On ne combat pas efficacement la violence politique avec des effets d’annonce


À l’heure où l’affaire des «Paradise Papers» révèle à quel point nombre de nos élites n’ont que faire des préoccupations existentielles quotidiennes du peuple, de nouveaux attentats terroristes sont à craindre.

PAR FRANÇOIS MEYLAN

Premièrement, parce que les fondamentaux demeurent inchangés par rapport à la situation qui prévalait il y a douze mois. À savoir, une lutte d’influence entre le clergé saoudien sunnite wahhabite et le clergé chiite symbolisé par l’Iran. Les alliés des protagonistes – qu’ils soient de circonstance ou contre nature – s’exposent particulièrement à l’action terroriste.

On ne le répétera jamais assez, le terrorisme n’est qu’une manière de faire de la politique. Ensuite, l’opération militaire «Daesh» qui visait initialement à renverser le dictateur de Damas a échoué. Les mercenaires de l’État islamique (EI) ont non seulement perdu leur sale guerre mais ils ont pour beaucoup été abandonnés sur le champ de bataille. En premier lieu par la Turquie d’Erdogan qui s’est finalement agenouillée devant le menaçant Poutine. Également par les marionnettistes du Golfe qui ont peu à peu changé leur fusil d’épaule, nul ne voulant s’afficher à côté du vaincu.

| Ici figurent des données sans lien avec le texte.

PR #3713, opened 2022-08-23
General: Move constants from lib to client

iLLiCiTiT:
## Brief description
Moved entity specific constants to client code or reuse those which are already there.

## Description
These constants are related to creation of new entities. Some of them were already available there. 

## Additional info
Hard to tell to which degree these constants are "constants" and should be defined at one place? They're connected to schema validations but schema validation is in pipeline part. I would say that logic related to validation of project entities should be moved to client side and rest should stay in pipeline. I would like to avoid changing it and discussing it in this PR as this is refactor PR.

Variable `PROJECT_NAME_ALLOWED_SYMBOLS` is not used in `avalon_context.py` but is imported from there in `__init__.py`. I would like to keep it until the backwards compatibility is removed.

## Testing notes:
Technically logic didn't change.
- project manager can create and update assets
- ftrack sync works

### DIFF
--- a/openpype/client/operations.py
+++ b/openpype/client/operations.py
@@ -1,3 +1,4 @@
+import re
 import uuid
 import copy
 import collections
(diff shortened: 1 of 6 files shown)


kalisp (approved):
Project manager works, sync to avalon too.

PR #4363, opened 2023-01-24
AYON: Distribution with progress

iLLiCiTiT:
## Brief description
Made distribution object based so it can be used in UIs and progress can be tracked.

## Description
The object of `AyonDistribution` handle whole distribution logic. Create distribution items per dependency package and each addon to check if are available or should be distributed. The distribution can be process then in thread and it is possible to check the distribution progress overtime (for possible future UI). Renamed classes to define sources to match their new usage (not just addon specific).

Distributed items are stored to metadata file so we can keep track of what, when and which source was used to distribute the files. The metadata also contains file hash for future possible check of file changes of the same version (e.g. `dev` version).

## Testing notes:
1. Distribution should work as did before


jakubjezek001:
Task linked: [OP-3739 Connect OP tray to v4 server](https://app.clickup.com/t/6658547/OP-3739)

iLLiCiTiT:
> Could you please fix tests also (changed logic with missing update_addon_state).

Sure. I'll also update source info (server was enhanced by `path` attribute).

common/ayon_common/distribution/addon_distribution.py
```diff
@@ -312,185 +361,694 @@ def _try_convert_to_server_source(addon, source):
...
 
 
-def update_addon_state(
-    addon_infos,
-    destination_folder,
-    factory,
-    log=None
-):
-    """Loops through all 'addon_infos', compares local version, unzips.
+class DistributeTransferProgress:
```
kalisp, line 369: I don't understand what this is, shouldn't this inherit from `ayon_api.TransferProgress`?

I don't particularly like that 'Progress', I'll always imagine something like 0-100, not if if started, failed. I would prefer something like `DistributionItemStatus`

common/ayon_common/distribution/addon_distribution.py
```diff
@@ -312,185 +361,694 @@ def _try_convert_to_server_source(addon, source):
...
+            package.checksum,
+            self._dist_factory,
+            package.sources,
+            downloader_data,
+            package.name,
+            self.log,
+        )
+
+    def get_addons_progress(self):
+        if self._addons_progress is None:
```
kalisp, line 863: There is a lot of docstrings missing, that this method should be doing? I see some discrepancy between `progress` and `state` (`_prepare_current_addons_state`). Why was 'progress' is preferable from 'state', 'status'?
What it is supposed to be returning? There is something called 'DistributeTransferProgress` so I would expect that `get_addons_progress` returns these, but it is is actually returning dictionary of something called `DistributionItem`.

kalisp: Isn't this something like a queue of addons which should be downloaded?

common/ayon_common/distribution/addon_distribution.py
iLLiCiTiT: This object should help to track the progress of single distribution item source (progress not state). The progress consist of 3 parts: "transfer", "hashcheck", "unzip". All of these steps may take some time but may not have ability to track exact 0-100. Since it was created to have ability to use it in (future) Distribution UI it does not matter, important is knowledge in which part of progress we are and 0-100 is a bonus.

common/ayon_common/distribution/addon_distribution.py
iLLiCiTiT: Made this in rush and didn't think about it, will look into that.

kalisp (approved):
Test is working.

Tested connecting to ayon.dev, missing addon downloaded.

common/ayon_common/distribution/addon_info.py
```diff
@@ -114,17 +131,26 @@ class DependencyItem(object):
...
-                source_addon = ServerResourceSource(
-                    type=source_type, filename=source["filename"])
+                source_addon = ServerSourceInfo(
+                    type=source_type,
+                    filename=source.get("filename"),
+                    path=source.get("path")
+                )
             else:
                 print(f"Unknown source {source_type}")
                 unknown_sources.append(source)
```
BigRoy, line 156: Seeing this being duplicated logic from above I think we can have a helper function to `convert_source(source)` or `convert_sources(sources)` if we want to keep track of the unknown ones directly too.

common/ayon_common/distribution/tests/test_addon_distributtion.py
```diff
@@ -152,16 +153,31 @@ def test_update_addon_state(printer, sample_addon_info,
...
-        "Update should failed because of wrong hash"
-
+    distribution = AyonDistribution(
+        temp_folder, temp_folder, addon_downloader, [addon_info], None
+    )
+    distribution.distribute()
+    dist_items = distribution.get_addons_dist_items()
+    slack_state = dist_items["openpype_slack_1.0.0"].state
+    assert slack_state == UpdateState.UPDATE_FAILED, (
+        "Update should failed because of wrong hash")
```
BigRoy, line 165:
```suggestion
        "Update should fail because of wrong hash")
```

common/ayon_common/distribution/addon_distribution.py
```diff
@@ -44,6 +47,7 @@ def get_local_dir(*subdirs):
 
     local_dir = os.path.join(
         appdirs.user_data_dir("openpype", "pypeclub"),
+        # appdirs.user_data_dir("ayon", "ynput"),
```
BigRoy, line 50: This line shouldn't be here? Or maybe add a `todo` to it?

common/ayon_common/distribution/addon_distribution.py
```diff
@@ -112,7 +116,7 @@ def get_downloader(self, downloader_type):
 
     @classmethod
     @abstractmethod
-    def download(cls, source, destination_dir, data):
+    def download(cls, source, destination_dir, data, transfer_progress):
```
BigRoy, line 119: `transfer_progress` missing in docstring. Also unclear what it does.

common/ayon_common/distribution/addon_distribution.py
BigRoy: I agree with @kalisp - even from your extra explanation I feel this makes more sense as a status than progress?

BigRoy: Also, looking at the actual data that this hold? Should this maybe be brought back to being an explicit dataclass?

common/ayon_common/distribution/addon_distribution.py
```diff
@@ -294,203 +343,710 @@ def get_dependency_package(package_name=None):
...
+        return self._addons_dist_items
 
-    package = get_dependency_package()
-    if not package:
-        log.info("Server does not contain dependency package")
-        return
+    def get_dependency_dist_item(self):
+        if self._dependency_dist_item == -1:
+            self._dependency_dist_item = self._prepare_dependency_progress()
+        return self._dependency_dist_item
```
BigRoy, line 868: Missing docstring?

common/ayon_common/distribution/addon_distribution.py
```diff
@@ -294,203 +343,710 @@ def get_dependency_package(package_name=None):
...
+
+        if not os.path.exists(filepath):
+            dirpath = os.path.dirname(filepath)
+            if not os.path.exists(dirpath):
+                os.makedirs(dirpath)
+
+            if default_value is None:
+                default_value = {}
+            with open(filepath, "w") as stream:
+                json.dump(default_value, stream)
```
BigRoy, line 898: Wait, wait... why is this writing a file in a function called `read_metadata_file`? The docstring mentions it but boy, that's a confusing method name?

Why does it have to generate the file?

common/ayon_common/distribution/addon_distribution.py
iLLiCiTiT: We were discussing it and there may be confusion in state and status. But the name is not right. It should be something like `DistributeSourceProgress` or `DistributeSourceStatus`. I have opinion that it is progress but both of you had same idea to I'm willing to loose my opinion here.

> Should this maybe be brought back to being an explicit dataclass?

I personally don't like dataclasses as it's not clear what should be read-only.

I'm merging current state as we have to start with "prove of concept tests", but we can continue with comments here, it's not 100% finished anyway and there will be more PRs.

Un vaincu qui subit la loi du vainqueur. La tumeur a été traitée par une chimiothérapie sans précédent, à savoir les bombardements aériens de la coalition. Mais ce traitement n’a pas réussi à bloquer les métastases qui se sont au contraire multipliées. Les revenants du front irakien-syrien, ces franchisés et autoproclamés djihadistes circulent librement sous nos latitudes. La main-d’œuvre terroriste est nombreuse. Reste à savoir qui va l’employer et contre qui.

Comme le relève Jean-Christophe Victor, directeur du Laboratoire d’études politiques et cartographiques (Lépac) et concepteur de l’émission de télévision d’Arte «Le Dessous des Cartes»: «la violence des actes terroristes suscite des réactions émotionnelles et morales peu propices à l’objectivité qu’exige l’analyse politique. Ainsi, en l’absence de distance critique, la question du terrorisme devient à la fois le sujet et l’objet de multiples amalgames. Autant de confusions qui invoquent de l’examiner avec recul et méthode.»

Et d’ajouter le paradoxe de la domination militaire occidentale. Depuis les interventions militaires en Afghanistan, en Irak comme en Libye, on comprend que rien, aujourd’hui, ne peut empêcher les Occidentaux d’user de l’outil militaire, tant ils en maîtrisent supérieurement la technologie.

Dès lors le rééquilibre du rapport de force ne peut être atteint qu’en déplaçant  l’affrontement sur un terrain où la supériorité militaire n’est pas le facteur décisif. L’action terroriste permet d’atteindre cet objectif. Quatre types de cibles s’offrent à la violence politique:

1) Les personnes visées pour ce qu’elles représentent politiquement;
2) Les sites et structures telles que ambassades, centres de commandement, quartiers des affaires, Direction du renseignement, etc, etc, pour ce qu’ils représentent;
3) Les cibles permettant d’atteindre des symboles tels que sommets pour la paix, ONG, jeux olympiques etc, etc;
4) La vaste catégorie des anonymes que l’on peut atteindre dans toutes les concentrations de foule telles que manifestations, marchés de Noël, salle de spectacle, centre de loisir etc, etc.

Cette dernière est actuellement la plus visée. Parce que vulnérable du fait d’une multitude de commanditaires aux messages pas toujours très clairs. Mais aussi parce qu’elle permet d’atteindre une couverture médiatique importante. Communiquer plus fort que son voisin!

La prévention de l’action terroriste ne saurait faire l’économie d’une parfaite coordination entre l’échelon diplomatique, le politique, le renseignement, l’anti-terrorisme et la police de proximité. Quelles sont les conséquences de notre politique étrangère, sur quel pied marche-t-on?, se demande à bon escient le criminologue français Xavier Raufer. Quels sont les réseaux et viviers de nos possibles adversaires sur notre territoire? Sont-ils infiltrés par nos services de sécurité? Avec quels médiateurs et autres interlocuteurs potentiels  pouvons-nous travailler efficacement pour détecter et dissuader à temps le passage à l’acte?

Ce n’est qu’en dernier ressort que l’on liste et protège les cibles potentielles. Tout comme l’arrosage sécuritaire qui consiste à placer des militaires et des policiers devant tous les sites sensibles, la multiplication de nouvelles lois en la matière n’est qu’une action de communication. On ne combat pas efficacement la violence politique avec des effets d’annonce mais grâce à un travail de fond et en coulisses.